Home » SQL & PL/SQL » SQL & PL/SQL » Odd case of removing duplicates within a set. (Oracle, 11.2.0.4.0, Windows 7)
Odd case of removing duplicates within a set. [message #646780] |
Fri, 08 January 2016 10:24 |
tmcallister
Messages: 107 Registered: December 2007
|
Senior Member |
|
|
With data like this
WITH b1 AS
(SELECT '1' gid, 'A' pid FROM DUAL
UNION
SELECT '2', 'A' FROM DUAL
UNION
SELECT '2', 'B' FROM DUAL
UNION
SELECT '3', 'D' FROM DUAL
UNION
SELECT '3', 'E' FROM DUAL
UNION
SELECT '3', 'F' FROM DUAL
UNION
SELECT '4', 'A' FROM DUAL
UNION
SELECT '4', 'B' FROM DUAL
UNION
SELECT '5', 'E' FROM DUAL
UNION
SELECT '5', 'F' FROM DUAL)
SELECT *
FROM b1;
The GIDs denote different sets; and I need to remove both complete duplicates and subsets are are covered by a superset.

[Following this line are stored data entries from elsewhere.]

PR #1464, opened 2023-07-09
fix: Info.months for Islamic calendar

adotnusiyan:
`Info.months()` for Islamic has duplicate month "**Rabiʻ I**" and also Islamic months' order is incorrect.

Fixed by changing the year from 2016 to 2009 which is the most recent year that Islamic and Gregorian months are sync.

[Islamic months and their order](https://en.wikipedia.org/wiki/Islamic_calendar#Months)


icambron:
@adotnusiyan thanks

PR #1466, opened 2023-07-13
Default config DateTime constructor

jmostaer:
When using DateTime with mappers such as class-transfomers, these libraries will try to use the DateTime constructor without parameters. This currently will throw an exception. Setting a default value for config in the constructor solves this problem.

### DIFF
--- a/src/datetime.js
+++ b/src/datetime.js
@@ -432,7 +432,7 @@ export default class DateTime {
   /**
    * @access private
    */
-  constructor(config) {
+  constructor(config = {}) {
     const zone = config.zone || Settings.defaultZone;
 
     let invalid =


diesieben07:
The constructor is private API and should not be called by anyone but Luxon itself.
Can you clarify which library you are using that requires calling the constructor directly?

jmostaer:
We are using class-transformer. I think class-transformer uses the constructor to try to create a deep copy of the DateTime instance.

diesieben07:
I haven't used class-transformer myself.
Looking at their docs, it seems they show how to add manual [transformations](https://github.com/typestack/class-transformer#additional-data-transformation). This (or similar APIs) should be used to make the library not use the private constructor.

jmostaer:
We do use transformations. In the class we are tranforming to, the date is not even stored as a luxon DateTime, but as string. Luxon is only used in the plain object we are trying to convert to the class. However, to my understanding, class-transformer will first try to create a deep copy of the object to be transformed before executing the transformations on the object (probably to avoid accidentally altering the original object in the transformations). This is where the constructor of DateTime is used an where the problem above pops up.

I.e. GID 1 should be removed since 'A' is part of GIDs 2, 4. One of GID 2, 4 should be removed as they are duplicates. and GID 5 should be removed as 'E'&'F' are included in GID 3.
Desired Output
GID PID
2 A
2 B
3 D
3 E
3 F
or
GID PID
3 D
3 E
3 F
4 A
4 B
Thanks!
[Updated on: Fri, 08 January 2016 10:27] Report message to a moderator
|
|
|
Re: Odd case of removing duplicates within a set. [message #646783 is a reply to message #646780] |
Fri, 08 January 2016 11:26 |
tmcallister
Messages: 107 Registered: December 2007
|
Senior Member |
|
|
The following 'works' but absolutely disgusts me. I feel ashamed to provide it; please help me find a better way...
WITH b1 AS
(SELECT '1' gid, 'A' pid FROM DUAL
UNION
SELECT '2', 'A' FROM DUAL
UNION
SELECT '2', 'B' FROM DUAL
UNION
SELECT '3', 'D' FROM DUAL
UNION
SELECT '3', 'E' FROM DUAL
UNION
SELECT '3', 'F' FROM DUAL
UNION
SELECT '4', 'A' FROM DUAL
UNION
SELECT '4', 'B' FROM DUAL
UNION
SELECT '5', 'E' FROM DUAL
UNION
SELECT '5', 'F' FROM DUAL
UNION
SELECT '6', 'E' FROM DUAL
UNION
SELECT '6', 'F' FROM DUAL),
b2 AS
(SELECT c.gid cgid, c.pid cpid, d.gid dgid, d.pid dpid, COUNT(DISTINCT c.pid) OVER (PARTITION BY c.gid) ccnt, COUNT(DISTINCT d.pid) OVER (PARTITION BY d.gid) dcnt
FROM b1 c JOIN b1 d ON (c.gid != d.gid)),
b3 AS
(SELECT b.*, COUNT(DISTINCT dpid) OVER (PARTITION BY cgid, dgid) dmatch
FROM b2 b
WHERE cpid = dpid),
b4 AS
(SELECT b.*,
CASE
WHEN ccnt = dmatch AND dcnt > ccnt THEN 1
ELSE 0
END
is_subset,
CASE
WHEN ccnt = dcnt AND ccnt = dmatch THEN 1
ELSE 0
END
is_equal
FROM b3 b),
b5 AS
(SELECT b.*, LISTAGG(cpid, ',') WITHIN GROUP (ORDER BY cpid) OVER (PARTITION BY cgid, dgid) gset
FROM b4 b),
b6 AS
(SELECT cgid,
cpid,
dgid,
dpid,
ccnt,
dcnt,
dmatch,
is_subset,
MAX(is_subset) OVER (PARTITION BY cgid) has_subset,
is_equal,
MAX(is_equal) OVER (PARTITION BY cgid) has_equal,
RANK() OVER(PARTITION BY gset ORDER BY cgid) equal_id
FROM b5 b),
b7 AS
(SELECT DISTINCT cgid
FROM b6
WHERE has_subset = 0 AND (has_equal = 0 OR (has_equal = 1 AND equal_id = 1)))
SELECT *
FROM b1
WHERE gid IN (SELECT *
FROM b7);
Note: I added a extra set to deal with multiple equal sets.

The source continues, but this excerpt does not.